═════ Data

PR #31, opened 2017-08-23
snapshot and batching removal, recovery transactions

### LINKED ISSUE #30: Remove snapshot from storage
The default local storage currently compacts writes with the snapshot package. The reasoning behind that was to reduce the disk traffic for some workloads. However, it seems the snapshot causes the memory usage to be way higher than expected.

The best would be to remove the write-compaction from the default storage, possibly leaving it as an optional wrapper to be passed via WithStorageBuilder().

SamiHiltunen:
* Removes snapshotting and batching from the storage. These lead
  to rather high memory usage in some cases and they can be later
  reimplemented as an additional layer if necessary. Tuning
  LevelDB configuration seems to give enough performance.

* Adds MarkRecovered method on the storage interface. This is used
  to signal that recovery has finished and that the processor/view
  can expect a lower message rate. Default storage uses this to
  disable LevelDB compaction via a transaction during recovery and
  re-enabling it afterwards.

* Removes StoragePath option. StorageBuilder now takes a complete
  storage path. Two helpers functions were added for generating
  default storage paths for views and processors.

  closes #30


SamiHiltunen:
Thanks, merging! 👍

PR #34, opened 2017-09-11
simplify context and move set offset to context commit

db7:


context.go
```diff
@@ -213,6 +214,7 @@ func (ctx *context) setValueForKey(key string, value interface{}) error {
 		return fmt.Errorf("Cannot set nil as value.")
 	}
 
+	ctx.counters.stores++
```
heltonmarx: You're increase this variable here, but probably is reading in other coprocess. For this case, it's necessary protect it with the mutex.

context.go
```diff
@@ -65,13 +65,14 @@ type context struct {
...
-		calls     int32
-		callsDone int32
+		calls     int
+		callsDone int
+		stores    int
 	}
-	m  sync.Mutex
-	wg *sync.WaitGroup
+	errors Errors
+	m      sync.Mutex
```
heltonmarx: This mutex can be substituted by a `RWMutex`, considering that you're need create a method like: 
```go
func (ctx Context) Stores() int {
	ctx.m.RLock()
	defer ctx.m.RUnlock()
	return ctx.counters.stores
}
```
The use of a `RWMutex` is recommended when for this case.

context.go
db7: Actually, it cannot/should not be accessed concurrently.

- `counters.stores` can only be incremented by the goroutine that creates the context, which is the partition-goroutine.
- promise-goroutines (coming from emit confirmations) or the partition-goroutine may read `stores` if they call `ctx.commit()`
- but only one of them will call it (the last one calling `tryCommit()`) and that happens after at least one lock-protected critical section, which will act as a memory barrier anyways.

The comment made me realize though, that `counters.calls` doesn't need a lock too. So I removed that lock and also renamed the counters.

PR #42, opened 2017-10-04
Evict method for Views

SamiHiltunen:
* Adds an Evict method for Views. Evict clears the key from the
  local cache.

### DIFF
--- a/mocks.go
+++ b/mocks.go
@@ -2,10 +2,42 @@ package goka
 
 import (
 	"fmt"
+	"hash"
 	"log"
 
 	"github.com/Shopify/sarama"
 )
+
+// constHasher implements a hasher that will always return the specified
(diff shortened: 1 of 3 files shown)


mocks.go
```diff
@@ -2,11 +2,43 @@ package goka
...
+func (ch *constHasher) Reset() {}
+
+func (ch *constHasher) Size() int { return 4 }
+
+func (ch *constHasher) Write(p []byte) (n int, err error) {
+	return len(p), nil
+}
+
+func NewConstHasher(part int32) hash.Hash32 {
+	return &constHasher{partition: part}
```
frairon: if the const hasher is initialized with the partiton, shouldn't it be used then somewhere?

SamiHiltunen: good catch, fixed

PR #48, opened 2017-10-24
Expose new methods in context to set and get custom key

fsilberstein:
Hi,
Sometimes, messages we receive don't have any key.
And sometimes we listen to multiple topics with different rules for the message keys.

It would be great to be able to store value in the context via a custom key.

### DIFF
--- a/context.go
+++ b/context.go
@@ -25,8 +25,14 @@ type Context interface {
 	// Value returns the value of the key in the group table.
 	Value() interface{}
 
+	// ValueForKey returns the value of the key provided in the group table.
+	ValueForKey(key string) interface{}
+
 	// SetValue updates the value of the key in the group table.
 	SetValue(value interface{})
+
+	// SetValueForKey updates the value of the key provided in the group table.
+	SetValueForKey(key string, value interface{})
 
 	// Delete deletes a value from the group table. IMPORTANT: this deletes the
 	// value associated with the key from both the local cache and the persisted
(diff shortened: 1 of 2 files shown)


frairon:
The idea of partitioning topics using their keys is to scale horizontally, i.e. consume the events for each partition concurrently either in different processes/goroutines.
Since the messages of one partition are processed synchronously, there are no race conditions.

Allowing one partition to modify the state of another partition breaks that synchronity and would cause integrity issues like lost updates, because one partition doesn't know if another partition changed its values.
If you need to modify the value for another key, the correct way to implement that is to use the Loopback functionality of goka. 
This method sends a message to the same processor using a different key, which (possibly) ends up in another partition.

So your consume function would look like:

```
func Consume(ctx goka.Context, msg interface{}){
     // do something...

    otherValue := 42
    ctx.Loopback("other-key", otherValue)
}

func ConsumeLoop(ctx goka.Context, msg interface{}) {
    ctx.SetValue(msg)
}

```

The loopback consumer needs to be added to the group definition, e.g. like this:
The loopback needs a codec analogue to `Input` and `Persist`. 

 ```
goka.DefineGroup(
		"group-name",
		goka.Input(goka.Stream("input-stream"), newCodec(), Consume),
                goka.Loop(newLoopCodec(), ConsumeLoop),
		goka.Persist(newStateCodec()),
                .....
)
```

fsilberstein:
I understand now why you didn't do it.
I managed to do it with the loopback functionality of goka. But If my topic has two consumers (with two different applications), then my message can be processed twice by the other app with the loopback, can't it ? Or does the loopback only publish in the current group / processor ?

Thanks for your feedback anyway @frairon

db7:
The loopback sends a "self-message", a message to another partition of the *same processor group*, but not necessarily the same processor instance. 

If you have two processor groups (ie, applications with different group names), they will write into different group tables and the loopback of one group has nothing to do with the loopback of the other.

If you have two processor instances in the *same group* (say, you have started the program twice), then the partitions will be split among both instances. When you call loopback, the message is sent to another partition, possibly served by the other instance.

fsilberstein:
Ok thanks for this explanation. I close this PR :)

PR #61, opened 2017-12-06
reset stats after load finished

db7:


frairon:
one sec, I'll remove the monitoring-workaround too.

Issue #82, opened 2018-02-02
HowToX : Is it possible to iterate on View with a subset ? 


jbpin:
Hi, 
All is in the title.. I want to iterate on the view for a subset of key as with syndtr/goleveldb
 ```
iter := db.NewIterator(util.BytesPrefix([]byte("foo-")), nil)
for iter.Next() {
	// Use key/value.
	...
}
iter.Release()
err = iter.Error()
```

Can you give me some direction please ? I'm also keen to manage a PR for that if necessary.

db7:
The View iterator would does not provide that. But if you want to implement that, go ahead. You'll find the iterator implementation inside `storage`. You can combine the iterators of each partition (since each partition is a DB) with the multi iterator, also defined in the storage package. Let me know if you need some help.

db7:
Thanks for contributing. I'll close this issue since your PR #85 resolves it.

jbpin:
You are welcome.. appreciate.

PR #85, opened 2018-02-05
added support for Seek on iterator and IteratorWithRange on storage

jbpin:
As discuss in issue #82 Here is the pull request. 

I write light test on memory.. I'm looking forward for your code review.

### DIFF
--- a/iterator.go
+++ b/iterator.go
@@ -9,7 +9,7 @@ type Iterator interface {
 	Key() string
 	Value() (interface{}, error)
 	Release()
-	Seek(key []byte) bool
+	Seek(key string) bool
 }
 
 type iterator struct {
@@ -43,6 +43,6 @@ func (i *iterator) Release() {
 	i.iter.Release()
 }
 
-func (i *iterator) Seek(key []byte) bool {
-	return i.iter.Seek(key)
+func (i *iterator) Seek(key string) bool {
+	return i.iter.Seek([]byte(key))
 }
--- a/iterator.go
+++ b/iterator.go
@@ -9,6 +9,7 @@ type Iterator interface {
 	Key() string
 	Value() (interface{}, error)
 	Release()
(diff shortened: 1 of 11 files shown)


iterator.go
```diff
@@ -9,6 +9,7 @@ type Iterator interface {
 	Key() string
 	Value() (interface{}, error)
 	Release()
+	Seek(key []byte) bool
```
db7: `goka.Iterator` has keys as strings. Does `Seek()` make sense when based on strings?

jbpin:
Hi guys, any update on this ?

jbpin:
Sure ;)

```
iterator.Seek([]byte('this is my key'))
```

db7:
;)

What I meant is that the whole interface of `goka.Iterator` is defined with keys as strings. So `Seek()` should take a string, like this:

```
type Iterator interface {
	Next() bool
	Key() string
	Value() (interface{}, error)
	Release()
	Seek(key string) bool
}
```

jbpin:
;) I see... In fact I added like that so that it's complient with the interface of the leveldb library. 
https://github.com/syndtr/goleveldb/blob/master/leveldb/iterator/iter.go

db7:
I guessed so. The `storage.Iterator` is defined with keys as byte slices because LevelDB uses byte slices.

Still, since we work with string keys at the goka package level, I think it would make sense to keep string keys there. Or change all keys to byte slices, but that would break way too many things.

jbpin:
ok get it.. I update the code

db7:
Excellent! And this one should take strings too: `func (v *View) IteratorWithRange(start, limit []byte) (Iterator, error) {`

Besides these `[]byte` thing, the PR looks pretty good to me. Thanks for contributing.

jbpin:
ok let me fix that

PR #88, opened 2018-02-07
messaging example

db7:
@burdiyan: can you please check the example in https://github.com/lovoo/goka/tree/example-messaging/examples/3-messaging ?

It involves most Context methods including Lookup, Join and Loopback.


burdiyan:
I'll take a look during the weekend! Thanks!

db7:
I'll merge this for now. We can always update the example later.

══════════

→ What is being asked: Your task is to retype the entries verbatim, starting with the line that holds "The loopback consumer" and stopping after the line that holds "If you have two processor groups".

→ Finished task:
The loopback consumer needs to be added to the group definition, e.g. like this:
The loopback needs a codec analogue to `Input` and `Persist`. 

 ```
goka.DefineGroup(
		"group-name",
		goka.Input(goka.Stream("input-stream"), newCodec(), Consume),
                goka.Loop(newLoopCodec(), ConsumeLoop),
		goka.Persist(newStateCodec()),
                .....
)
```

fsilberstein:
I understand now why you didn't do it.
I managed to do it with the loopback functionality of goka. But If my topic has two consumers (with two different applications), then my message can be processed twice by the other app with the loopback, can't it ? Or does the loopback only publish in the current group / processor ?

Thanks for your feedback anyway @frairon

db7:
The loopback sends a "self-message", a message to another partition of the *same processor group*, but not necessarily the same processor instance. 

If you have two processor groups (ie, applications with different group names), they will write into different group tables and the loopback of one group has nothing to do with the loopback of the other.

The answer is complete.